_WHAT IS REQUIRED_
Return the records, each one exactly as written.

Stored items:

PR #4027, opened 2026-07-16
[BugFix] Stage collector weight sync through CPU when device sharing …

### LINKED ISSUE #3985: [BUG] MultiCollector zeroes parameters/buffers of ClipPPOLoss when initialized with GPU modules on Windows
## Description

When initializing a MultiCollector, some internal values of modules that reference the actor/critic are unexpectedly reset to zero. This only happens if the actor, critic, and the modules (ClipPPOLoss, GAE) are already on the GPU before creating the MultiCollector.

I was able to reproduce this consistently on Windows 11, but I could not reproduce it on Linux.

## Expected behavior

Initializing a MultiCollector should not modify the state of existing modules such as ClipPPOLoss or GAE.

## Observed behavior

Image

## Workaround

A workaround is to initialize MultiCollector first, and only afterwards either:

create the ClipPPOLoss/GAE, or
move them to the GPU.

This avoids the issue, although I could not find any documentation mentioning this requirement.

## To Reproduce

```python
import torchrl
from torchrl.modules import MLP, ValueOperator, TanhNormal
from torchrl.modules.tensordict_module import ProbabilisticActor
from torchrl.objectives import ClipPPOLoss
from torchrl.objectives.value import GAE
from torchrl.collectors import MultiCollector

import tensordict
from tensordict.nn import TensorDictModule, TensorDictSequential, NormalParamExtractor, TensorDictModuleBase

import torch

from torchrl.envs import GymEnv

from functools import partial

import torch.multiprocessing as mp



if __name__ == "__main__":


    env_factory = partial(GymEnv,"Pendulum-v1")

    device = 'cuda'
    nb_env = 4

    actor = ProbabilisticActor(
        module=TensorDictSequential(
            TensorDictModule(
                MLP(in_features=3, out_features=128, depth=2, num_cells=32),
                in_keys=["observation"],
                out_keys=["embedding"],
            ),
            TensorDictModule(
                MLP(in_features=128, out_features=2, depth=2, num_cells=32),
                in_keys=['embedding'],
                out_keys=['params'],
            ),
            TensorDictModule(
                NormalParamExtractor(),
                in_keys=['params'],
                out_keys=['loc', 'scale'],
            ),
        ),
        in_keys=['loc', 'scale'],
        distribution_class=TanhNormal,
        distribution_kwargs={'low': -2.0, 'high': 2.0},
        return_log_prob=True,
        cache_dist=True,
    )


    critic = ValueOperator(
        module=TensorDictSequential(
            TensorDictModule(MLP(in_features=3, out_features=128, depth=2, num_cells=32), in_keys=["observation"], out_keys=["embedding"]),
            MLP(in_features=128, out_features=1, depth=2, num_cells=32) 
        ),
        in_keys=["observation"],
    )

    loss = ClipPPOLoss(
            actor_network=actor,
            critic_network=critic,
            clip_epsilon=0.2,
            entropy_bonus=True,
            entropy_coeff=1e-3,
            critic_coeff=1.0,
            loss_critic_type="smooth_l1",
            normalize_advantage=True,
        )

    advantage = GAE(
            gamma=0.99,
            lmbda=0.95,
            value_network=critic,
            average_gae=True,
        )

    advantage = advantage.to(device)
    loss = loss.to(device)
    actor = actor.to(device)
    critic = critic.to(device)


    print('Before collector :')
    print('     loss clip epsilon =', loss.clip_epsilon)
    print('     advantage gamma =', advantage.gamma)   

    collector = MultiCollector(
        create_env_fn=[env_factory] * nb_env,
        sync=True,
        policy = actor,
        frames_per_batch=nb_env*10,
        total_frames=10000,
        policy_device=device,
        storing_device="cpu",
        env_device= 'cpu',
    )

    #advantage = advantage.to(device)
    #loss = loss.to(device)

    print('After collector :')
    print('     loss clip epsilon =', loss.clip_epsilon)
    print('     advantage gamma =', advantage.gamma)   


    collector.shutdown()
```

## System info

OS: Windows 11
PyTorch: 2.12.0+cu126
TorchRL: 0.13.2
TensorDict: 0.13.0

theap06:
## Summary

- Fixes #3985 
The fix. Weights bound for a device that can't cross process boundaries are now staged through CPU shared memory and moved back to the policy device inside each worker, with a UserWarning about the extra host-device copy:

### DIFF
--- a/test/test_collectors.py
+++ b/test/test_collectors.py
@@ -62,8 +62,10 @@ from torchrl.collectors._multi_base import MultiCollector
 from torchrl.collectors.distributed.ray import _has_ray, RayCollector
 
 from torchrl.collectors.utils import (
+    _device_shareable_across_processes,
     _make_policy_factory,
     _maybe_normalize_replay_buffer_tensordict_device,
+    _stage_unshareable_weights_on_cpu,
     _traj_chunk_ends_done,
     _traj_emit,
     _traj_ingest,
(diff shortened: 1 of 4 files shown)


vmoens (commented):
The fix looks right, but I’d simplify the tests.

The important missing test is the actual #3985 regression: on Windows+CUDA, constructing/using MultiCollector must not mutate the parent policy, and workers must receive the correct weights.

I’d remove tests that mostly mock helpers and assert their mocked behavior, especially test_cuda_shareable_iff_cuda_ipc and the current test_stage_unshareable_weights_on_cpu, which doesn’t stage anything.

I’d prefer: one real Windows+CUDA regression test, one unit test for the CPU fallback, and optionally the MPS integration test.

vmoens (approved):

_OUTPUT BELOW_
PR #4027, opened 2026-07-16
[BugFix] Stage collector weight sync through CPU when device sharing …

### LINKED ISSUE #3985: [BUG] MultiCollector zeroes parameters/buffers of ClipPPOLoss when initialized with GPU modules on Windows
## Description

When initializing a MultiCollector, some internal values of modules that reference the actor/critic are unexpectedly reset to zero. This only happens if the actor, critic, and the modules (ClipPPOLoss, GAE) are already on the GPU before creating the MultiCollector.

I was able to reproduce this consistently on Windows 11, but I could not reproduce it on Linux.

## Expected behavior

Initializing a MultiCollector should not modify the state of existing modules such as ClipPPOLoss or GAE.

## Observed behavior

Image

## Workaround

A workaround is to initialize MultiCollector first, and only afterwards either:

create the ClipPPOLoss/GAE, or
move them to the GPU.

This avoids the issue, although I could not find any documentation mentioning this requirement.

## To Reproduce

```python
import torchrl
from torchrl.modules import MLP, ValueOperator, TanhNormal
from torchrl.modules.tensordict_module import ProbabilisticActor
from torchrl.objectives import ClipPPOLoss
from torchrl.objectives.value import GAE
from torchrl.collectors import MultiCollector

import tensordict
from tensordict.nn import TensorDictModule, TensorDictSequential, NormalParamExtractor, TensorDictModuleBase

import torch

from torchrl.envs import GymEnv

from functools import partial

import torch.multiprocessing as mp



if __name__ == "__main__":


    env_factory = partial(GymEnv,"Pendulum-v1")

    device = 'cuda'
    nb_env = 4

    actor = ProbabilisticActor(
        module=TensorDictSequential(
            TensorDictModule(
                MLP(in_features=3, out_features=128, depth=2, num_cells=32),
                in_keys=["observation"],
                out_keys=["embedding"],
            ),
            TensorDictModule(
                MLP(in_features=128, out_features=2, depth=2, num_cells=32),
                in_keys=['embedding'],
                out_keys=['params'],
            ),
            TensorDictModule(
                NormalParamExtractor(),
                in_keys=['params'],
                out_keys=['loc', 'scale'],
            ),
        ),
        in_keys=['loc', 'scale'],
        distribution_class=TanhNormal,
        distribution_kwargs={'low': -2.0, 'high': 2.0},
        return_log_prob=True,
        cache_dist=True,
    )


    critic = ValueOperator(
        module=TensorDictSequential(
            TensorDictModule(MLP(in_features=3, out_features=128, depth=2, num_cells=32), in_keys=["observation"], out_keys=["embedding"]),
            MLP(in_features=128, out_features=1, depth=2, num_cells=32) 
        ),
        in_keys=["observation"],
    )

    loss = ClipPPOLoss(
            actor_network=actor,
            critic_network=critic,
            clip_epsilon=0.2,
            entropy_bonus=True,
            entropy_coeff=1e-3,
            critic_coeff=1.0,
            loss_critic_type="smooth_l1",
            normalize_advantage=True,
        )

    advantage = GAE(
            gamma=0.99,
            lmbda=0.95,
            value_network=critic,
            average_gae=True,
        )

    advantage = advantage.to(device)
    loss = loss.to(device)
    actor = actor.to(device)
    critic = critic.to(device)


    print('Before collector :')
    print('     loss clip epsilon =', loss.clip_epsilon)
    print('     advantage gamma =', advantage.gamma)   

    collector = MultiCollector(
        create_env_fn=[env_factory] * nb_env,
        sync=True,
        policy = actor,
        frames_per_batch=nb_env*10,
        total_frames=10000,
        policy_device=device,
        storing_device="cpu",
        env_device= 'cpu',
    )

    #advantage = advantage.to(device)
    #loss = loss.to(device)

    print('After collector :')
    print('     loss clip epsilon =', loss.clip_epsilon)
    print('     advantage gamma =', advantage.gamma)   


    collector.shutdown()
```

## System info

OS: Windows 11
PyTorch: 2.12.0+cu126
TorchRL: 0.13.2
TensorDict: 0.13.0

theap06:
## Summary

- Fixes #3985 
The fix. Weights bound for a device that can't cross process boundaries are now staged through CPU shared memory and moved back to the policy device inside each worker, with a UserWarning about the extra host-device copy:

### DIFF
--- a/test/test_collectors.py
+++ b/test/test_collectors.py
@@ -62,8 +62,10 @@ from torchrl.collectors._multi_base import MultiCollector
 from torchrl.collectors.distributed.ray import _has_ray, RayCollector
 
 from torchrl.collectors.utils import (
+    _device_shareable_across_processes,
     _make_policy_factory,
     _maybe_normalize_replay_buffer_tensordict_device,
+    _stage_unshareable_weights_on_cpu,
     _traj_chunk_ends_done,
     _traj_emit,
     _traj_ingest,
(diff shortened: 1 of 4 files shown)


vmoens (commented):
The fix looks right, but I’d simplify the tests.

The important missing test is the actual #3985 regression: on Windows+CUDA, constructing/using MultiCollector must not mutate the parent policy, and workers must receive the correct weights.

I’d remove tests that mostly mock helpers and assert their mocked behavior, especially test_cuda_shareable_iff_cuda_ipc and the current test_stage_unshareable_weights_on_cpu, which doesn’t stage anything.

I’d prefer: one real Windows+CUDA regression test, one unit test for the CPU fallback, and optionally the MPS integration test.

vmoens (approved):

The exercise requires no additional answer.